The cover image was shot in April 1997 at Stocks House in Hertfordshire, the former home of Victor Lownes, head of the Playboy Clubs in the UK until 1981. It shows the band standing by the swimming pool outside the hotel, surrounded by various props. For the photo shoot, a white 1972 Rolls-Royce Silver Shadow was lowered into the swimming pool and half submerged in the water.

Photographer Michael Spencer Jones said the original concept involved shooting each band member in various locations around the world, but when the cost proved prohibitive, the shoot was relocated to Stocks House. Spencer remarked that the shoot "degenerated into chaos", adding that "by 8 pm, everyone was in the bar, there were schoolkids all over the set, and the lighting crew couldn't start the generator. It was Alice in Wonderland meets Apocalypse Now." Critics have tried to read into the selection of the cover props, but Johns said Gallagher simply selected items from the BBC props store he thought would look good in the picture. Two props considered were an inflatable globe (intended as a homage to the sleeve of Definitely Maybe) and the Rolls-Royce, suggested by Arthurs.

Jones has said that the partially submerged Rolls-Royce was in reference to Keith Moon's oft-fabled sinking of a Lincoln Continental into a hotel swimming pool in 1967. The release date in each region was commemorated on the calendar pictured on the sleeve; Harris said the dating "[encouraged] fans to believe that to buy a copy on the day it appeared was to participate in some kind of historical event." The album cover also spurred controversy from a legal viewpoint. In the case of Creation Records Ltd v. News Group Newspapers Ltd, the court decided that the collection of objects brought together for the album cover was insufficient in creating an artwork that could be protected by copyright.

==Release==
===Promotion===
When Alan McGee, Creation's publicist Johnny Hopkins, and marketing executive Emma Greengrass first heard Be Here Now at Noel Gallagher's house, each had their doubts about its artistic value, but kept their doubts to themselves. One Creation employee recalled "a lot of nodding of heads, a lot of slapping of backs." McGee later admitted to having strong misgivings at first: "I heard it in the studio and I remember saying 'We'll only sell seven million copies' ... I thought it was too confrontational." However, in an interview with the music press a few days later he predicted the album would sell twenty million copies. McGee's hyperbole alarmed both Oasis and their management company Ignition, and both immediately excluded him from involvement in the release campaign. Ignition's strategy from that point on centred on an effort to suppress all publicity, and withheld access to both music and information from anybody not directly involved with the album's release. Fearful of the dangers of over-hype and bootlegging, their aim was to present the record as a "regular, everyday collection of tunes." To this end they planned a modest marketing budget, to be spent on subdued promotional activities such as street posters and music press adverts, while avoiding mainstream instruments such as billboard and TV advertising. According to Greengrass "We want to keep it low key. We want to keep control of the whole mad thing."

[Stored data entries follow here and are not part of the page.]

PR #25402, opened 2020-07-06
Add bfloat16 data type

wozna:
### PR types

Others 
### PR changes

Others 

### Describe

PR adds bfloat16 data type implementation with a test for this type. 
Formats of float32 and bfloat16 are presented in the picture below.
image
The implementation of bfloat16 focuses on the conversion from float to bfloat16, which involves copying the first 2 bytes from float and saving them as bfloat16. The rest of the conversion from other types is done using the default conversion to float and then to bfloat16.

This is the first step associated with model inference on bfloat16 using the OneDNN library on supporting devices such as Cooper Lake.

This PR does not need verification on Cooper Lake, because it is a universal implementation of the bfloat16 data type.

### DIFF
--- a/paddle/fluid/framework/data_layout_transform.cc
+++ b/paddle/fluid/framework/data_layout_transform.cc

However, the extent that Ignition were willing to go to control access to the album generated more hype than could normally have been expected, and served to alienate members of both the print and broadcast media, as well as most Creation staff members. When "D'You Know What I Mean?" was planned as the first single, Ignition decided on a late release to radio so as to avoid too much advance exposure. However, three stations broke the embargo, and Ignition panicked. According to Greengrass: "we'd been in these bloody bunker meetings for six months or something, and our plot was blown. 'Shit, it's a nightmare'." BBC Radio 1 received a CD containing three songs ten days before the album's release, on condition that disc jockey Steve Lamacq talked over the tracks to prevent illegal copies being made by listeners. The day after Lamacq previewed the album on his show, he received a phone call from Ignition informing him that he would not be able to preview further tracks because he didn't speak enough over the songs. Lamacq said, "I had to go on the air the next night and say, 'Sorry, but we're not getting any more tracks.' It was just absurd." According to Creation's head of marketing John Andrews, "[The campaign] made people despise Oasis within Creation. You had this Oasis camp that was like 'I'm sorry, you're not allowed come into the office between the following hours. You're not allowed mention the word Oasis.' It was like a fascist state." One employee recalled an incident "when somebody came round to check our phones because they thought The Sun had tapped them."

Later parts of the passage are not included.